Following the enactment of the National Health Service Act 1946 in 1948, the County Infirmary was renamed 'St James Hospital' and came under the management of the North Monmouthshire Hospital Management Committee. At this time it: “was in need of major investment to meet the demands of a contemporary hospital” The hospital also still provided shelter for those who were not requiring medical care. There was a chronic shortage of nursing staff which resulted in general and maternity beds being closed in the 1950s. A campaign was launched to recruit and re-train nursing staff. A new operating theatre was open in 1963 will help from General Surgeon Mr. J S. McConnachie, the hospital took on acute care with surgical beds, a pathology department and dispensary service.

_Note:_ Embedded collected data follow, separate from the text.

PR #484, opened 2017-11-12
Webhook Tester Location Fix

### LINKED ISSUE #483: [BUG] Webhook Tester Location
## Troubleshooting Checklist
- [x] My RocketMap install is at the most recent version.  
- [x] I've already checked the
 [FAQ](https://github.com/RocketMap/PokeAlarm/wiki/faq) and the
 [Wiki](https://github.com/RocketMap/PokeAlarm/wiki) already.  

## Problem Description
Location doesn't work
Some description text should be updated

## Environment
Operating System: N/A
Python Version: N/A
PokeAlarm Branch: master
PokeAlarm Version: N/A

## PokeAlarm Setup:
Your config file: N/A
Your filters file: N/A
Your alarms file:  N/A

## Log Output
N/A

LegitDongo:
## Description
Fixes issue with location not getting set
Also a few minor fixes
Will fix #483

## Type of Change

## Motivation and Context
A lot of people have geofences set up with their PA, and without location settings being fixed the webhook tester will always show as outside of geofence

## How Has This Been Tested?
Tested locally by using it

## Wiki Update

## Checklist

### DIFF
--- a/tools/webhook_test.py
+++ b/tools/webhook_test.py
@@ -3,7 +3,6 @@ import time
 import sys
 import json
 import re
-from random import randint
 
 truthy = frozenset([
     "yes", "Yes", "y", "Y", "true", "True", "TRUE", "YES", "1", "!0"
@@ -29,6 +28,7 @@ teams_formatted = re.sub('[{}",]', '', json.dumps(teams, indent=4, sort_keys=Tru
 
 def set_init(webhook_type):
     payloadr = {}
+    current_time = time.time()
     if webhook_type == whtypes["1"]:
         payloadr = {
             "type": "pokemon",
@@ -36,9 +36,9 @@ def set_init(webhook_type):
                 "pokemon_id": 149,
                 "pokemon_level": 30,
                 "player_level": 30,
-                "latitude": 33.980823,
-                "longitude": -81.052988,
-                "encounter_id": randint(1, 99999999),
+                "latitude": 37.7876146,
+                "longitude": -122.390624,
+                "encounter_id": current_time,
                 "cp_multiplier": 0.7317000031471252,
                 "form": 15,
                 "cp": 768,
@@ -60,10 +60,10 @@ def set_init(webhook_type):
         payloadr = {
             "type": "pokestop",
             "message": {
-                "pokestop_id": randint(1, 99999999),
+                "pokestop_id": current_time,
                 "enabled": "True",
-                "latitude": 62.790967,
-                "longitude":  76.927920,
+                "latitude": 37.7876146,
+                "longitude": -122.390624,
                 "active_fort_modifier": 0
             }
         }
@@ -81,8 +81,8 @@ def set_init(webhook_type):
                 "lowest_pokemon_motivation": 0.8795773983001709,
                 "total_cp": 11099,
                 "enabled": "True",
-                "latitude": 62.790967,
-                "longitude":  76.927920
+                "latitude": 37.7876146,
+                "longitude": -122.390624
             }
         }
     elif webhook_type == whtypes["4"]:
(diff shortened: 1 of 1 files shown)


tools/webhook_test.py
```diff
@@ -43,7 +38,7 @@ def set_init(webhook_type):
                 "player_level": 30,
                 "latitude": 33.980823,
                 "longitude": -81.052988,
-                "encounter_id": 0,
+                "encounter_id": randint(1, 99999999),
```
kvangent: Why don't we just make this time based and remove the chance to repeats entirely?

tools/webhook_test.py
```diff
@@ -171,23 +166,32 @@ def get_and_validate_team():
...
+print "What is the URL of where you would like to send the webhook? (default: http://127.0.0.1:4000)\n>",
 url = raw_input()
 if url == '' or url.isspace():
     url = "http://127.0.0.1:4000"
-    log.info("Assuming " + url + " as webhook URL")
+    print "Assuming " + url + " as webhook URL"
 
 print "Does location matter?\n>",
 if raw_input() in truthy:
+    regex_coords = re.compile("^[-+]?[0-9]*\.?[0-9]*$", re.MULTILINE)
```
kvangent: Should we consider asking for location in format `lat, lng`? Or do you think it's better as 2 questions?

LegitDongo: Either is fine. I was doing it this way because it was easy :smile:

tools/webhook_test.py
billyjbryant: I agree with this, if you truly want to make it fully random and unique, generate a hash off of the current epoch

tools/webhook_test.py
billyjbryant: I prefer the `lat,lng` option.  easier to copy and paste

tools/webhook_test.py
```diff
@@ -171,23 +166,32 @@ def get_and_validate_team():
...
 
-print "What is the URL of where you would like to send the webhook? (default: 127.0.0.1:4000)\n>",
+print "What is the URL of where you would like to send the webhook? (default: http://127.0.0.1:4000)\n>",
 url = raw_input()
 if url == '' or url.isspace():
     url = "http://127.0.0.1:4000"
-    log.info("Assuming " + url + " as webhook URL")
+    print "Assuming " + url + " as webhook URL"
 
 print "Does location matter?\n>",
```
billyjbryant: We should consider also asking in this question if a user uses geofences.  Because if they do, then location DOES matter whether they think it does or not.

tools/webhook_test.py
```diff
@@ -43,7 +38,7 @@ def set_init(webhook_type):
                 "player_level": 30,
                 "latitude": 33.980823,
                 "longitude": -81.052988,
```
billyjbryant: Consider using the defaults from the PA wiki: 37.7876146,-122.390624 for default location values.  :)

tools/webhook_test.py
```diff
@@ -235,22 +239,21 @@ def get_and_validate_team():
...
             raise requests.exceptions.RequestException(
                 "Response received {}, webhook not accepted.".format(resp.status_code))
-            log.info("Attempting connection again")
+            print "Attempting connection again"
     print "Send again?\n>",
     if raw_input() not in truthy:
         break
     if payload["type"] == "pokemon":
-        payload["message"]["encounter_id"] += 1
+        payload["message"]["encounter_id"] = randint(1, 9999999)
```
billyjbryant: Same concern as @kvangent's earlier suggestion.

tools/webhook_test.py
```diff
@@ -229,28 +233,23 @@ def get_and_validate_team():
...
-            log.info("Attempting connection again")
+            print "Attempting connection again"
     print "Send again?\n>",
     if raw_input() not in truthy:
         break
-    if payload["type"] == "pokemon":
-        payload["message"]["encounter_id"] += 1
-    elif payload["type"] == "gym":
+    if payload["type"] == "gym":
         print "Which gym? (put in number)" + teams_formatted + "\n>",
```
kvangent: Should this be which team?

PR #487, opened 2017-11-14
Correct incorrect cache help description

tomballgithub:
## Description

The help text for the new cache_type configuration has a cut/paste error which errantly mentions the google API.  This corrects that as well as making it clear that there are two choices, mem or file.

## Type of Change

## Motivation and Context

Help text should be correct

## Wiki Update

## Checklist

### DIFF
--- a/config/config.ini.example
+++ b/config/config.ini.example
@@ -18,7 +18,7 @@
 #geofence:										# File containing geofence(s) used to filter (default: None)
 #location:										# Location for the manager. 'Name' or 'lat lng' (default: None)
 #locale:										# Language to be used to translate names (default: en)
-#cache_type:                                    # Type of cache to use: mem or file. (default: 'mem')
+#cache_type:                                    # Specify the type of cache to use. Options: ['mem', 'file'] (Default: 'mem')
 #unit:											# Units used to measure distance. Either 'imperial' or 'metric' (default: imperial)
 #timelimit:										# Minimum number of seconds remaining to send a notification (default: 0)
 #max_attempts:									# Maximum number of attempts an alarm makes to send a notification. (default: 3)
--- a/config/config.ini.example
+++ b/config/config.ini.example
@@ -18,7 +18,7 @@
 #geofence:										# File containing geofence(s) used to filter (default: None)
 #location:										# Location for the manager. 'Name' or 'lat lng' (default: None)
 #locale:										# Language to be used to translate names (default: en)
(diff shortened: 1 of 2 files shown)


start_pokealarm.py
```diff
@@ -133,7 +133,7 @@ def parse_settings(root_path):
                         help='Specify either metric or imperial units to use for distance measurements. ')
     parser.add_argument('-ct', '--cache_type', type=parse_unicode, action='append', default=['mem'],
                         choices=cache_options,
-                        help='Specify a Google API Key to use.')
+                        help='Select cache storage location (mem or file)')
```
kvangent: Change this to `Specify the type of cache to use. Options: ['mem', 'file'] (Default: 'mem')`

config/config.ini.example
```diff
@@ -18,7 +18,7 @@
 #geofence:										# File containing geofence(s) used to filter (default: None)
 #location:										# Location for the manager. 'Name' or 'lat lng' (default: None)
 #locale:										# Language to be used to translate names (default: en)
-#cache_type:                                    # Type of cache to use. (default: 'mem')
+#cache_type:                                    # Type of cache to use: mem or file. (default: 'mem')
```
kvangent: Change this to `Specify the type of cache to use. Options: ['mem', 'file'] (Default: 'mem')`

tomballgithub:
I'll change it.  My feedback is that 'mem' and 'file' are not really documented anywhere.  That is why I tried to say this really boils down to the 'cache storage location'.

tomballgithub:
Changes implemented.

kvangent:
The reason I want to avoid saying 'storage location' is because in the future there could be a cache that operates different for whatever reason but still uses a file or mem.

As for documentation, it's mentioned both in [server settings](https://github.com/PokeAlarm/PokeAlarm/wiki/server-settings) and in depth in [Object Caching](https://github.com/PokeAlarm/PokeAlarm/wiki/Object-Caching)

tomballgithub:
It really needs to documented on the github site because the only way I could find the info was go to the discord #announcements and click on a link there to get to the 3.4 notes.  A normal person looking for the info at the PokeAlarm github will be challenged.

kvangent:
The wiki in integrated into the Github site. You can access it from the wiki tab at the top of the page.

tomballgithub:
Thanks, I found: https://github.com/PokeAlarm/PokeAlarm/wiki/Object-Caching

Issue #452, opened 2017-10-16
[ENHANCEMENT] Adding multiple number support to Twilio.


boby361:
## Description
Alter Twilio to allow multiple number support per worker. 

## Why is this enhancement necessary or useful?
For someone who may want to add a lot of numbers to the same fence and filter this would be significantly cleaner then running many many workers.
All values but the "to_number" are consistent and Twilio has support for multiple numbers being sent at once. It caches it and delays each thing sent to it by 1 second.

## How can this enhancement be accomplished?
Iv been told by multiple people in the community that this is a very easy thing to implement. (Although no one seems to want to help)

kvangent:
Commit 633f27eee2905c7c8784cc6322161a8600a92c9d

billyjbryant:
This is merged and will be implemented in 3.5

kvangent:
(leaving this open until dev is pulled)

PR #491, opened 2017-11-18
Twilio Multi "To_Number" Support

billyjbryant:
## Description
This PR adds support for sending alerts to multiple numbers via a Twilio.  This works by replacing the  `to_number` field of the alarm setting with an array of numbers.  

## Type of Change

## Motivation and Context
This was a requested feature under https://github.com/PokeAlarm/PokeAlarm/issues/452.  The feature gives the ability to subscribe multiple recipients for PokeAlarm alerts through Twilio. 

## How Has This Been Tested?
This was tested through my trial Twilio account using both a single number destination and an array of up to 3 individual numbers.  Tests were performed using the webhook_test utility. 

N/A

## Wiki Update

The wiki will need to be updated to indicate the changes to use the alert appropriately.  

## Checklist

### DIFF
--- a/PokeAlarm/Twilio/TwilioAlarm.py
+++ b/PokeAlarm/Twilio/TwilioAlarm.py
@@ -74,7 +74,7 @@ class TwilioAlarm(Alarm):
                 to_num=self.__to_number,
                 from_num=self.__from_number,
                 body="PokeAlarm activated!"
-                )
+            )
             log.info("Startup message sent!")
 
     # Set the appropriate settings for each alert
@@ -89,11 +89,11 @@ class TwilioAlarm(Alarm):
 
     # Send Pokemon Info
     def send_alert(self, alert, info):
-            self.send_sms(
-                to_num=alert['to_number'],
-                from_num=alert['from_number'],
-                body=replace(alert['message'], info)
-            )
+        self.send_sms(
+            to_num=alert['to_number'],
+            from_num=alert['from_number'],
+            body=replace(alert['message'], info)
+        )
 
     # Trigger an alert based on Pokemon info
     def pokemon_alert(self, pokemon_info):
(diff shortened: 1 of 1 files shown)


PokeAlarm/Twilio/TwilioAlarm.py
```diff
@@ -74,7 +74,7 @@ def startup_message(self):
                 to_num=self.__to_number,
                 from_num=self.__from_number,
                 body="PokeAlarm activated!"
-            )
+                )
```
kvangent: I don't think you need this indent

PokeAlarm/Twilio/TwilioAlarm.py
```diff
@@ -89,11 +89,11 @@ def set_alert(self, settings, default):
 
     # Send Pokemon Info
     def send_alert(self, alert, info):
-        self.send_sms(
-            to_num=alert['to_number'],
-            from_num=alert['from_number'],
-            body=replace(alert['message'], info)
-        )
+            self.send_sms(
```
kvangent: too many indents here too

PokeAlarm/Twilio/TwilioAlarm.py
```diff
@@ -117,9 +117,18 @@ def raid_alert(self, raid_info):
 
     # Send a SMS message
     def send_sms(self, to_num, from_num, body):
-        args = {
-            'to': to_num,
-            'from_': from_num,
-            'body': body
-        }
-        try_sending(log, self.connect, "Twilio", self.__client.messages.create, args)
+        if isinstance(to_num, list):
```
kvangent: Could we reduce this? Instead of branching, can we do something like:
```python
if not isinstance(to_num, list):
     to_num = [to_num]
for num in to_num:
```
We could also do the check when we set in the number so we don't have to redo it for each message send.

PokeAlarm/Twilio/TwilioAlarm.py
billyjbryant: I'll fix.

billyjbryant:
Updated per request.

tomballgithub:
I love this idea!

In 1969 the building of the new Nevill Hall Hospital first phase was completed the surgical beds were transferred there from St James Hospital leaving medical and maternity beds. The second phase of Nevill Hall Hospital was completed in 1970 and St James Hospital’s maternity beds were also transferred.

== The end of an era ==

The hospital closed in 1976 and was demolished in 1979.
Today the site is a housing estate known as St James Park.